Вокроуглицкий снял трубку. Связи с "Андромедой" не было.
- Это невероятно! - горячился Галирж и послал Вокроуглицкого к связистам, чтобы те попытались соединиться по радио с его ротой разведчиков.
Используя специальный код, там попробовали найти радиостанцию Рабаса. Поймали какой-то слабый голос. Шифровка: 235, 718, 5662. Голос удалялся, пропал, и откуда-то из бесконечной дали только доносилось: гу… гу… ги… ги… В наушниках что-то пищало, выло, и вдруг - бах! Радиста словно ударили в ухо.
Вокроуглицкий понял, что на радиосвязь надежды нет. Он направился в оперативный отдел узнать, какие сведения имеются там. К Галиржу он вернулся с сообщением, что у второго батальона обнажен левый фланг…
- Как это могло произойти? - ужаснулся Галирж.
Он знал, что соседом слепа у бригады является советская 40-я стрелковая дивизия, а приданный ей гвардейский танковый корпус должен непосредственно поддерживать Рабаса.
Вокроуглицкий доложил, что немцы перерезали шоссе перед советскими танками заградительным артиллерийским огнем. Галирж склонился над картой.
- Джони, у меня еще одно сообщение, плохое, - сказал Вокроуглицкий.
Он показал на карте место, где был косогор, о котором они ничего не знали. Там сейчас немцы, и они ведут огонь из тяжелых пулеметов по Рабасу.
- А у меня нет связи со вторым батальоном! Вот так дела!
Галирж тупо уставился в пространство. После нескольких суток непрерывного напряжения и страха, без сна он выглядел больным.
- Я бы на твоем месте, Джони, не ждал связи.
Вокроуглицкий поднял трубку, стал с кем-то говорить.
Затем пояснил Галиржу:
- Опять звонили из штаба. Рвут и мечут. Я бы кое-что предложил…
- Что предлагать, когда мы ничего толком не знаем!
- Положим, знаем, хотя бы приблизительно, какие силы угрожают Рабасу.
- Приблизительно! Разве так работают? Мы должны знать, двигаются ли они и куда, отгадать их намерения - отступить или защищаться до последнего солдата.
- Не знаю, Джони, но эта твоя обстоятельность… Ищи другой путь! Комбинируй! Немного фантазии…
- Довольно разговоров! Вызывай "Андромеду"! Там мои глаза и уши.
Вокроуглицкий завертел ручку телефона.
Уже по выражению его лица Галирж понял, что "Андромеду" он опять не получит.

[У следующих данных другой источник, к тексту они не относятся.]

PR #345, opened 2021-05-28
radio button introduced for main menu UX improvements (default is still IP)

fernando-cortez:
Jira task [here](https://unity3d.atlassian.net/browse/GOMPS-543?atlOrigin=eyJpIjoiZTZkYzViYzQzNDVmNDhkNGEyNjU0ZmMzNGJjZTg0NTciLCJwIjoiaiJ9).

The attached screenshot should provide more information than the summary :).
image

Changes:
- Added a `Toggle Group` parent to `PopupPanel` prefab, with toggles for each connection type (IP & relay).
- Added a bit more instructive text to hosting (both on IP and Relay).


Assets/BossRoom/Scripts/Client/UI/UIRadioButton.cs
```diff
@@ -0,0 +1,51 @@
+using System;
```
SamuelBellomo, line 1: As discussed, let's try using toggle groups instead of having our own implementation

fernando-cortez: Done.

Cosmin-B (approved):

SamuelBellomo (approved):

PR #356, opened 2021-07-19
Feature/player persistence visuals

fernando-cortez:
Part 3/3 of Player Persistence. Jira [here](https://unity3d.atlassian.net/browse/GOMPS-550?atlOrigin=eyJpIjoiYWEzMmMxN2Y2MzE5NGRiYmJlM2U0N2JmMzQ4YWFhODciLCJwIjoiaiJ9).

This PR fixes any visuals that were omitted from Part 2. This re-introduces names/health/portrait to `PartyHud`, and re-introduces the world-space displayed name for a player avatar.

Notable changes:
* Graphics variants have been created for every avatar, 8 in total. These get spawned (& cached for reuse) inside `CharSelect` scene.
* `GameStateRelay` has been removed, as character select data can be passed to `PersistentPlayer`. A late-joiner gets assigned a random avatar class.
* A `NetworkGameState` NetworkObject is spawned alongside the host. This keeps track of the win state. Server sets this component's win state, and clients read from this state value when presenting win/loss screen.
* `PartyHud` refactor to initialize state as avatars are spawned inside BossRoom scene. This removed a fair amount of hard referencing inside of `ClientCharacterVisualization`. Systems are decoupled.


fernando-cortez:
Placed on hold to verify potential refactorings from MLAPI features.

Assets/BossRoom/Scripts/Client/Game/State/ClientCharSelectState.cs
```diff
@@ -227,24 +228,39 @@ private void UpdateCharacterSelection(CharSelectData.SeatState state, int seatId
...
+
                 m_ClassInfoBox.ConfigureForNoSelection();
             }
             else
             {
-                if ( seatIdx != -1 )
+                if (seatIdx != -1)
                 {
-                    // TODO: Re-implement CharSelect preview (GOMPS-550)
-                    //m_InSceneCharacter.gameObject.SetActive(true);
```
Cosmin-B, line 239: I was wondering when this will be done

Cosmin-B (dismissed):

pdeschain:
Had a call with Fernando - we discussed changing PlayerAvatar structure now instead of later, incorporating NetworkAnimator. This way we won't need to deal with another PR that changes structure of how player gameobjects are structured.

pdeschain (changes requested):
see prior comment

VALERE91Unity (approved):

Assets/BossRoom/Scripts/Client/Game/Action/MeleeActionFX.cs
```diff
@@ -44,7 +45,17 @@ public override bool Start()
...
+                if (PhysicsWrapper.TryGetPhysicsWrapper(Data.TargetIds[0], out var physicsWrapper))
+                {
+                    targetPosition = physicsWrapper.Transform.position;
+                }
+                else
+                {
+                    targetPosition = targetNetworkObj.transform.position;
+                }
+
+                if ((m_Parent.transform.position - targetPosition).sqrMagnitude < (padRange * padRange))
```
pdeschain, line 58: On a stylistic note - I would much rather prefer this boolean value to be captured into a variable with an explicit name VS having a comment. Has to do with comments being fragile code smells almost in all cases.

pdeschain: It's not a request to change anything - more so a general observation about our codebase. We have these comments that describe what's happening in the logic, where a properly placed and named variable would do a better job in the readability and maintainability department.

pdeschain (approved):

Assets/BossRoom/Scripts/Client/Game/Action/MeleeActionFX.cs
fernando-cortez: Agree on this. Best to just be explicit.

hsdgd (commented):
-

"Комбинируй! Немного фантазии!" Галирж склонился над разведкартой. Сплошной синий цвет. Одно оборонительное кольцо за другим. Всюду немцы, их орудия, "фердинанды", каждый дом - крепость. На основании чего судить, где немцы отступают, где сопротивляются, где стремятся пробиться клином или выскользнуть через какую-то щель из города?
"Нет. Я должен иметь точные сведения. Но пока я их получу, пока проанализирую положение, сделаю выводы и подам начальнику штаба предложение об оказании помощи и пока эта помощь придет…" Он схватился рукой за лоб, покрытый холодным потом.
Вокроуглицкий понял, что означает этот жест. Беспомощность.
- Джони, собери все, что есть, вместе и дай предложение! Рабасу сейчас пригодится любая помощь.
Галирж на мгновенье заколебался. Потом сказал с пафосом обреченного:
- Ну как я могу откуда-то что-то нахватать, если не знаю точно, как в данный момент обстоят там дела? А если я вдруг ослаблю наши силы как раз там, где наиболее сильное сопротивление? Как я потом отвечу за напрасные потери, а может быть, даже за катастрофу! Исключено!
- Предложи что-нибудь, черт возьми! - закричал Вокроуглицкий.
Галирж сам ощущал острую необходимость что-то предпринять. Но без ясной картины?!
- Наша работа - это тебе не истребитель, который не оставляет в воздухе следов. Все наши действия будут еще долго после сражения объектом разбора. И от этого зависит, награда или трибунал. - Приказал: - Вызови джип! Еду к Станеку!